▶ [Extracted material]:
PR #2641, opened 2021-03-10
Add checksum validation for SST files

sursingh:
### Motivation

Normally the SST file are immutable. A SST file from previous checkpoint can
be reused in subsequent checkpoints. This fact is used to avoid unnecessary
upload of SST files.

However there are scenarios in which just the name comparison doesn't work.
It is possible that the checkpoint process doesn't complete (due to
crash/restart). In such cases the stale SST files are left behind. When the
storage container is restarted, it will be correctly restored from previous
checkpoint. When we do a checkpoint on this new state, a new SST files
are created. Since we only compare the SST file names, we assume that files is
already available in the checkpoint store.

At best the size of the new files will mismatch, and restore will fail. But if
the size of the files match, restore will succeed and we will have invalid
data in the state store.

### Changes

With this change we are adding the checksum for the SST files. The checksum
will be appended to the name when the SST file is uploaded. This will ensure
that the correct files are always uploaded

### DIFF
--- a/stream/statelib/src/main/java/org/apache/bookkeeper/statelib/impl/rocksdb/checkpoint/CheckpointFile.java
+++ b/stream/statelib/src/main/java/org/apache/bookkeeper/statelib/impl/rocksdb/checkpoint/CheckpointFile.java
@@ -1,0 +1,226 @@
+/*
+ *
+ * Licensed to the Apache Software Foundation (ASF) under one
+ * or more contributor license agreements.  See the NOTICE file
+ * distributed with this work for additional information
+ * regarding copyright ownership.  The ASF licenses this file
+ * to you under the Apache License, Version 2.0 (the
+ * "License"); you may not use this file except in compliance
+ * with the License.  You may obtain a copy of the License at
+ *
+ *   http://www.apache.org/licenses/LICENSE-2.0
+ *
+ * Unless required by applicable law or agreed to in writing,
+ * software distributed under the License is distributed on an
+ * "AS IS" BASIS, WITHOUT WARRANTIES OR CONDITIONS OF ANY
+ * KIND, either express or implied.  See the License for the
+ * specific language governing permissions and limitations
+ * under the License.
+ *
+ */
+package org.apache.bookkeeper.statelib.impl.rocksdb.checkpoint;
+
+import com.google.common.hash.Hashing;
+import com.google.common.io.Files;
+import java.io.File;
+import java.io.IOException;
+import java.io.InputStream;
+import java.io.OutputStream;
+import java.nio.file.Paths;
+import java.nio.file.StandardCopyOption;
+import java.util.Arrays;
+import java.util.List;
+import java.util.stream.Collectors;
+import lombok.extern.slf4j.Slf4j;
+import org.apache.bookkeeper.statelib.api.checkpoint.CheckpointStore;
+import org.apache.bookkeeper.statelib.impl.rocksdb.RocksUtils;
+import org.apache.bookkeeper.stream.proto.kv.store.CheckpointMetadata;
+import org.apache.bookkeeper.stream.proto.kv.store.FileInfo;
+
+/**
+ * CheckpointFile encapsulates the attributes and operations for a file in checkpoint.
+ */
+@Slf4j
+@lombok.Builder
+@lombok.EqualsAndHashCode
+public class CheckpointFile {
+    private final File file;
+    private final String checksum;
+    private final boolean isSstFile;
+
+    private CheckpointFile(File file, String checksum, boolean isSstFile) {
+        this.file = file;
+        this.checksum = checksum;
+        this.isSstFile = isSstFile;
+    }
+
+    /**
+     * CheckpointFileBuilder for building instances of CheckpointFile objects.
+     */
+    public static class CheckpointFileBuilder {
+        CheckpointFileBuilder file(File file) {
+            this.file = file;
+            this.isSstFile = RocksUtils.isSstFile(this.file);
+            return this;
+        }
+        CheckpointFileBuilder file(File checkpointDir, String filename) {
+            file(new File(checkpointDir, filename));
+            return this;
+        }
+
+        CheckpointFileBuilder computeChecksum() {
+            return checksum(computeChecksum(this.file));
+        }
+
+        private static String computeChecksum(File file) {
+            String ckSum = "invalid-" + System.currentTimeMillis();
+            try {
+                ckSum = Files.asByteSource(file).hash(Hashing.sha256()).toString();
+                return ckSum;
+            } catch (IOException e) {
+                log.error("Failed to get checksum for file {} {}", file.getName(), e.getMessage(), e);
+            }
+            return ckSum;
+        }
+    }
+
+    public File getFile() {
+        return file;
+    }
+
+    public String toString() {
+        return String.format("CheckpointFile: %s", file.getName());
+    }
+
+    public boolean isSstFile() {
+        return isSstFile;
+    }
+
+    public String getName() {
+        return file.getName();
+    }
+
+    public String getNameWithChecksum() {
+        if (checksum != null) {
+            return file.getName() + "_" + checksum;
+        }
+        return getName();
+    }
+
+    public String getRemoteSstPath(String dbPrefix, boolean enableChecksum) {
+        if (enableChecksum) {
+            return RocksUtils.getDestSstPath(dbPrefix, getNameWithChecksum());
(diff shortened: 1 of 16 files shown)


stream/statelib/src/main/java/org/apache/bookkeeper/statelib/impl/rocksdb/checkpoint/CheckpointFile.java
```diff
@@ -0,0 +1,212 @@
...
+ */
+@Slf4j
+public class CheckpointFile {
+    private final File file;
+    private final String checksum;
+    private final boolean isSstFile;
+
+    CheckpointFile(File file) {
+        this.file = file;
+        this.checksum = computeChecksum();
```
dlg99, line 52: what if checksum is `"invalid"` as returned by `computeChecksum()` in case of error?
I.e. it is invalid when saved to the checkpoint and when verified later, will the code pass the checksum check?
"invalid_<timestamp_here>" will avoid that, I bet there is a more elegant solution.

stream/statelib/src/main/java/org/apache/bookkeeper/statelib/impl/rocksdb/checkpoint/RocksdbRestoreTask.java
```diff
@@ -67,65 +67,10 @@ public void restore(String checkpointId, CheckpointMetadata metadata) throws Sta
...
-    }
-
     private void copyFilesFromRemote(String checkpointId,
-                                     File checkpointedDir,
-                                     List<String> remoteFiles) throws IOException {
-        for (String file : remoteFiles) {
-            copyFileFromRemote(checkpointId, checkpointedDir, file);
+                                     List<CheckpointFile> remoteFiles) throws IOException {
+        for (CheckpointFile file : remoteFiles) {
+            file.copyFromRemote(checkpointStore, dbPrefix, checkpointId);
```
dlg99, line 73: I am probably missing something obvious.
I expected checksum validation after file copy from remote, is it happening at some other place (implicitly via equals, as part of some map/set check?)?

dlg99 (changes requested):
My major concern is the backwards compatibility, see the comments

stream/statelib/src/test/java/org/apache/bookkeeper/statelib/impl/rocksdb/checkpoint/RocksCheckpointerTest.java
```diff
@@ -349,6 +347,65 @@ public void testCheckpointOrder() throws Exception {
...
+        String newCheckpoint = testStore.checkpoint("checkpoint-3");
+
+        // Ensure latest checkpoint can be restored.
+        testStore.destroyLocal();
+        testStore.restore();
+        assertEquals("transaction-3", testStore.get("transaction-id"));
+    }
+
+    @Test
+    public void testRestoreOldCheckpointWithoutChecksum() throws Exception {
```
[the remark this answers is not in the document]
eolivelli: +1
yes, please add a compatibility test,
also can you please state in the description how to enable this feature ?

would it be possible to enable this feature by default and deal with old SST files that are missing the checksum ?
otherwise I bet that no one will use this feature

stream/statelib/src/main/java/org/apache/bookkeeper/statelib/impl/rocksdb/checkpoint/RocksdbCheckpointTask.java
```diff
@@ -144,64 +149,38 @@ public String checkpoint(byte[] txid) throws StateStoreException {
...
+                                    boolean enableChecksum) throws IOException {
 
         CheckpointMetadata.Builder metadataBuilder = CheckpointMetadata.newBuilder();
-        for (File file : files) {
-            metadataBuilder.addFiles(file.getName());
+        for (CheckpointFile file : files) {
+            if (enableChecksum) {
+                metadataBuilder.addFileInfos(file.getFileInfo());
+            } else {
+                metadataBuilder.addFiles(file.getName());
```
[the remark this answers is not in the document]
sursingh: Will look into adding an option to retain the files without checksum and add config to control. This can be enabled by default.

stream/statelib/src/test/java/org/apache/bookkeeper/statelib/impl/rocksdb/checkpoint/RocksCheckpointerTest.java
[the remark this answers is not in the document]
sursingh: @eolivelli : This is enabled by default. The change does take care of restoring from old checkpoints without checksum. Andrey's concern is about downgrading from new version to old version that doesn't support checksum. In that case, we will not be able to restore from the checkpoint. Will look into it and see if we can seamlessly support this.

stream/statelib/src/main/java/org/apache/bookkeeper/statelib/impl/rocksdb/checkpoint/CheckpointFile.java
```diff
@@ -0,0 +1,212 @@
...
+        this.isSstFile = RocksUtils.isSstFile(this.file);
+    }
+
+    CheckpointFile(File checkpointDir, String filename) {
+        this.file = new File(checkpointDir, filename);
+        this.checksum = null;
```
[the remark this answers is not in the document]
sursingh: Thanks. Will look into it.

stream/statelib/src/main/java/org/apache/bookkeeper/statelib/impl/rocksdb/checkpoint/RocksdbRestoreTask.java
sursingh: The rocksdb already has validation to verify the contents of the SST files. Here we want to ensure that we use the correct SST file with the checkpoint. Essentially we are giving the SST files a unique name based on their contents.

dlg99: I see, thank you. 

Let's say the name+checksum gets added to both FileInfos and Files.
Will this be good enough for the older bookie to use the checkpoint?

sursingh: No, that will not work. The files need to get renamed to *.sst for the rocksdb restore process to work. Also there are other places where we check if the name ends with ".sst" to determine if this is a `sst` file.

sursingh: Let me see if I can add some clarity.
* Restore code get the list of files from the `metadata` file (which is the first file we restore). All files other than SST files are stored under the checkpoint directory. SST files however are stored under common "ssts" directory. The code uses the extension of the file to determine if the the file is SST or nor. If it is a SST file, it will copy it from common "ssts" folder. If we add checksum to names of file added to `files` field in metadata, this code will fail and will not be able to copy the files from the checkpoint store.
* Now we can work around the above by prefixing the checksum (e.g 00009.sst -> {checksum}_00009.sst). The code will correctly detect this as a SST file and copy it from the common "ssts" folder. These files however would still need to be renamed ({checksum}_00009.sst -> 00009.sst) locally. This is the files that rocksdb will be looking for. Since there is no code in the previous version that can do that, it will not work.

dlg99: would it help if we used relative path there? like "./{checksum}/../00009.sst"?
I am not sure if [normalize()](https://docs.oracle.com/javase/8/docs/api/java/nio/file/Path.html#normalize--) happens automatically or not when the new file created.

sursingh: I don't think that will help here.

sursingh:
@dlg99 : Added support to allow downgrade to older version. There is a config knob that is enabled by default. This will create files with regular names to allow old versions to restore from the checkpoint.

dlg99 (approved):
Looks awesome!
Thank you for going the extra mile with the downgrade compatibility and tests.

eolivelli (approved):
LGTM

great work

sursingh:
rerun failed tests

▶ [Exercise prompt]:
Please transcribe the material line by line, exactly, from its opening line through the line that contains "be reused in".

▶ [Exercise result]:
PR #2641, opened 2021-03-10
Add checksum validation for SST files

sursingh:
### Motivation

Normally the SST file are immutable. A SST file from previous checkpoint can
be reused in subsequent checkpoints. This fact is used to avoid unnecessary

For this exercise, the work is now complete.